Task prompt
Below are entries. Copy exactly the lines running from the line that holds "henrik-me: >25.4.0.2 [](start" to the line that holds "henrik-me: >DynamicProxyGenAssembly2 [](start", with both ends included.

Source records
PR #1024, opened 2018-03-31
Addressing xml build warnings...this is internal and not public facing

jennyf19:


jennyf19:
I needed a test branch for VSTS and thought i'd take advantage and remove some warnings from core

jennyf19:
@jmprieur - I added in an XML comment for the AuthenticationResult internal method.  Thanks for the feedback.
--
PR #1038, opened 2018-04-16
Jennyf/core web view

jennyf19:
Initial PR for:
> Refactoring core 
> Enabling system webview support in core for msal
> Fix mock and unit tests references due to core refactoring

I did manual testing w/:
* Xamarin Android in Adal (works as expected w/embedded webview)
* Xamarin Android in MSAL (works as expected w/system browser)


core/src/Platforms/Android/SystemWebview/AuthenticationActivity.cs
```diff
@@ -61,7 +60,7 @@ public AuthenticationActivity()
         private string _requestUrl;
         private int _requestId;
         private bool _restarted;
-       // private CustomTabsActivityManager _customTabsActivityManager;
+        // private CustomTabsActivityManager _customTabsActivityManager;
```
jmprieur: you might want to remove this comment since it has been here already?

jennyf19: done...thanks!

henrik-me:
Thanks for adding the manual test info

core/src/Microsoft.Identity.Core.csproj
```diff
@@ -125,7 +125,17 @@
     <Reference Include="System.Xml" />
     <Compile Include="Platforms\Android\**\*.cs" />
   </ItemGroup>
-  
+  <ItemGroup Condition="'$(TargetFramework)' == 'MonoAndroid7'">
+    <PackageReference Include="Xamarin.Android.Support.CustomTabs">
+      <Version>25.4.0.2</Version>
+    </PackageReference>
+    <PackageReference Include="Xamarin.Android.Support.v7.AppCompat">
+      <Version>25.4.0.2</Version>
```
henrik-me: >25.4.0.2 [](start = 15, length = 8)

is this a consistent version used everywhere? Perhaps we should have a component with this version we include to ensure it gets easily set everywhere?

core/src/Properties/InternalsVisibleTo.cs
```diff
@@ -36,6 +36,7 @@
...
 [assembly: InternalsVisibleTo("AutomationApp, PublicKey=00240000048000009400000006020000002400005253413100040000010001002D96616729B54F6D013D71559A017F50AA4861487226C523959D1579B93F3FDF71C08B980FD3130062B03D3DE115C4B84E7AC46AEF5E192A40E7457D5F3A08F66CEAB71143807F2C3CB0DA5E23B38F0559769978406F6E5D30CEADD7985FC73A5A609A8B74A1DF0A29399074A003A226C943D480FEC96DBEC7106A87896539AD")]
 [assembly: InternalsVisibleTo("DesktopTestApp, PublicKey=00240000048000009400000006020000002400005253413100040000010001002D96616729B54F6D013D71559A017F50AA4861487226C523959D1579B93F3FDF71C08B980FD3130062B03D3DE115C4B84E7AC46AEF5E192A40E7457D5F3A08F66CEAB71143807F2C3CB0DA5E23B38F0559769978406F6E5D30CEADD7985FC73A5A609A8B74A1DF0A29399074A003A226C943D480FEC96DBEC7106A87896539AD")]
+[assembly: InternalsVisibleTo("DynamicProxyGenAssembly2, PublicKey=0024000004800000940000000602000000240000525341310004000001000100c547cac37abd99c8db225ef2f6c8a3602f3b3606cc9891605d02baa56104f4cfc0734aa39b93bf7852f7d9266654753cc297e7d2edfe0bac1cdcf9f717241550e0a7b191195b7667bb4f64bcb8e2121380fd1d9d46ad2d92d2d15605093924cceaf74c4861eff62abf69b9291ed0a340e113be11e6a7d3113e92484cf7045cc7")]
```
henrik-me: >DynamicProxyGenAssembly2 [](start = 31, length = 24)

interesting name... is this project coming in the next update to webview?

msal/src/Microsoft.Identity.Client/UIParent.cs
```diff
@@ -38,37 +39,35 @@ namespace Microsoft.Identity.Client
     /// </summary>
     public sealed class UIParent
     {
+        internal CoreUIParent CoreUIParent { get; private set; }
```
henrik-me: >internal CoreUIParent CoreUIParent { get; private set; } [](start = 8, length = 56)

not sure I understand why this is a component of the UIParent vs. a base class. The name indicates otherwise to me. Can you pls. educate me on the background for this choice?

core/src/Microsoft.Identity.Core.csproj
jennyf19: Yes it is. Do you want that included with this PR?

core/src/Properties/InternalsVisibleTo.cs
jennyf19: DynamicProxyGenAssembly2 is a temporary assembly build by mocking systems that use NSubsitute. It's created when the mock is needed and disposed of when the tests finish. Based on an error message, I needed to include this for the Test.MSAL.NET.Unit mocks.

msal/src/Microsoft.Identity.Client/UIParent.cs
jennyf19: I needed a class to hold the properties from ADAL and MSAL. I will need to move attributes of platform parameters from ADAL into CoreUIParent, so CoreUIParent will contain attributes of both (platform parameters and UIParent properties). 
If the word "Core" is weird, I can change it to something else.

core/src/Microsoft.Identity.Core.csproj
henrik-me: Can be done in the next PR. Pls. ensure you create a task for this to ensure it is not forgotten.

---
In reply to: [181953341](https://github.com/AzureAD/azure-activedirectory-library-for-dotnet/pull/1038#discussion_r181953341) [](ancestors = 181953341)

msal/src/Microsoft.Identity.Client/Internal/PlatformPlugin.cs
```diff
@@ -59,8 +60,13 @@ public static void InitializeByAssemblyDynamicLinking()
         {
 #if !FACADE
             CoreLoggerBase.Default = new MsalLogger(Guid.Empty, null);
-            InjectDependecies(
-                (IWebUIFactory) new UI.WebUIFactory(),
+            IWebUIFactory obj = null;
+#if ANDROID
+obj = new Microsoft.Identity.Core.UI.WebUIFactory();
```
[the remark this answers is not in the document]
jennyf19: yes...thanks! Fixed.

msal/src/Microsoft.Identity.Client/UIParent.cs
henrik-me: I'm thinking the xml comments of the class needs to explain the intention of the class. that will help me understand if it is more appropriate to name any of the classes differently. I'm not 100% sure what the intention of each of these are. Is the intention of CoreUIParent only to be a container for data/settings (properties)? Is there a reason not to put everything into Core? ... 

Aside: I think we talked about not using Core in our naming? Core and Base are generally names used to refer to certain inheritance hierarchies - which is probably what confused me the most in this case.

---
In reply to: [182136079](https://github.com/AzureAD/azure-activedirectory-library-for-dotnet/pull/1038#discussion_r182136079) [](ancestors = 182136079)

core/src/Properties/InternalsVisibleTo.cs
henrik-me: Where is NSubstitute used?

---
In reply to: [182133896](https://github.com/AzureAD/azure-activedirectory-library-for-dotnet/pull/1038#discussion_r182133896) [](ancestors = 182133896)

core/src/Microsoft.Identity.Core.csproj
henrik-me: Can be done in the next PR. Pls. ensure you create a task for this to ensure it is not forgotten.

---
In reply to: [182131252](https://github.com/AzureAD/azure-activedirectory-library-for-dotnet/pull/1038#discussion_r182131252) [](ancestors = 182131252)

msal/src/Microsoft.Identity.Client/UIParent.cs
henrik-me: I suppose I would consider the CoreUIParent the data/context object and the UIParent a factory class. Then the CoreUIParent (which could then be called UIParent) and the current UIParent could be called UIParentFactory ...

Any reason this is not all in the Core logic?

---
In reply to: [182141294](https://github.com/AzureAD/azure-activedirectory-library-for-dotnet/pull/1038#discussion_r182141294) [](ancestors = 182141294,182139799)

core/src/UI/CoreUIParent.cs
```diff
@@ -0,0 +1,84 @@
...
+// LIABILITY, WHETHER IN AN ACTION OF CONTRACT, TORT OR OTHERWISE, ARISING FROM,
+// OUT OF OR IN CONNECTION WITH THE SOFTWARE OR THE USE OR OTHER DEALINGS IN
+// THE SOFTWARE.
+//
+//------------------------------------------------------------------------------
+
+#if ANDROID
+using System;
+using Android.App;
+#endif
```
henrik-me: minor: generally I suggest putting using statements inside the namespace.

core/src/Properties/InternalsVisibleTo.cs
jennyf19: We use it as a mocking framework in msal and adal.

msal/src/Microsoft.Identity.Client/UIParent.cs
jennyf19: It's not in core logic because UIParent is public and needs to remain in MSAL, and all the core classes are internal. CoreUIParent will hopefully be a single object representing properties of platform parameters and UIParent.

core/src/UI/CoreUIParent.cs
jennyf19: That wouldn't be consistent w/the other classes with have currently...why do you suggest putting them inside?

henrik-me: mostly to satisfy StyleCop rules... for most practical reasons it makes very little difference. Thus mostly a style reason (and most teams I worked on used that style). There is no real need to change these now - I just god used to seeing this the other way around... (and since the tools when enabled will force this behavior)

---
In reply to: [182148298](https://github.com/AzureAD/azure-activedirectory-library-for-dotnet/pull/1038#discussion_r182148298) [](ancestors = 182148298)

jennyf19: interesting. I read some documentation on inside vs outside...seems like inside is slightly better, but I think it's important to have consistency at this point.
* * *
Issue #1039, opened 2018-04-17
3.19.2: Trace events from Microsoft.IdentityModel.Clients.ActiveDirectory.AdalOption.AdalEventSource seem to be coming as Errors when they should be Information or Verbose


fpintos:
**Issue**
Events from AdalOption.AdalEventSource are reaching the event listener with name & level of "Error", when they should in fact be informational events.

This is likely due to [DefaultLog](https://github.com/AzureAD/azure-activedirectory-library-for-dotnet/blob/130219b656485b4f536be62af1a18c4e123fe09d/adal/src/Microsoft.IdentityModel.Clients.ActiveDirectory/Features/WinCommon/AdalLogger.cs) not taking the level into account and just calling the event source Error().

Answer to the problem
henrik-me: >25.4.0.2 [](start = 15, length = 8)

is this a consistent version used everywhere? Perhaps we should have a component with this version we include to ensure it gets easily set everywhere?

core/src/Properties/InternalsVisibleTo.cs
```diff
@@ -36,6 +36,7 @@
...
 [assembly: InternalsVisibleTo("AutomationApp, PublicKey=00240000048000009400000006020000002400005253413100040000010001002D96616729B54F6D013D71559A017F50AA4861487226C523959D1579B93F3FDF71C08B980FD3130062B03D3DE115C4B84E7AC46AEF5E192A40E7457D5F3A08F66CEAB71143807F2C3CB0DA5E23B38F0559769978406F6E5D30CEADD7985FC73A5A609A8B74A1DF0A29399074A003A226C943D480FEC96DBEC7106A87896539AD")]
 [assembly: InternalsVisibleTo("DesktopTestApp, PublicKey=00240000048000009400000006020000002400005253413100040000010001002D96616729B54F6D013D71559A017F50AA4861487226C523959D1579B93F3FDF71C08B980FD3130062B03D3DE115C4B84E7AC46AEF5E192A40E7457D5F3A08F66CEAB71143807F2C3CB0DA5E23B38F0559769978406F6E5D30CEADD7985FC73A5A609A8B74A1DF0A29399074A003A226C943D480FEC96DBEC7106A87896539AD")]
+[assembly: InternalsVisibleTo("DynamicProxyGenAssembly2, PublicKey=0024000004800000940000000602000000240000525341310004000001000100c547cac37abd99c8db225ef2f6c8a3602f3b3606cc9891605d02baa56104f4cfc0734aa39b93bf7852f7d9266654753cc297e7d2edfe0bac1cdcf9f717241550e0a7b191195b7667bb4f64bcb8e2121380fd1d9d46ad2d92d2d15605093924cceaf74c4861eff62abf69b9291ed0a340e113be11e6a7d3113e92484cf7045cc7")]
```
henrik-me: >DynamicProxyGenAssembly2 [](start = 31, length = 24)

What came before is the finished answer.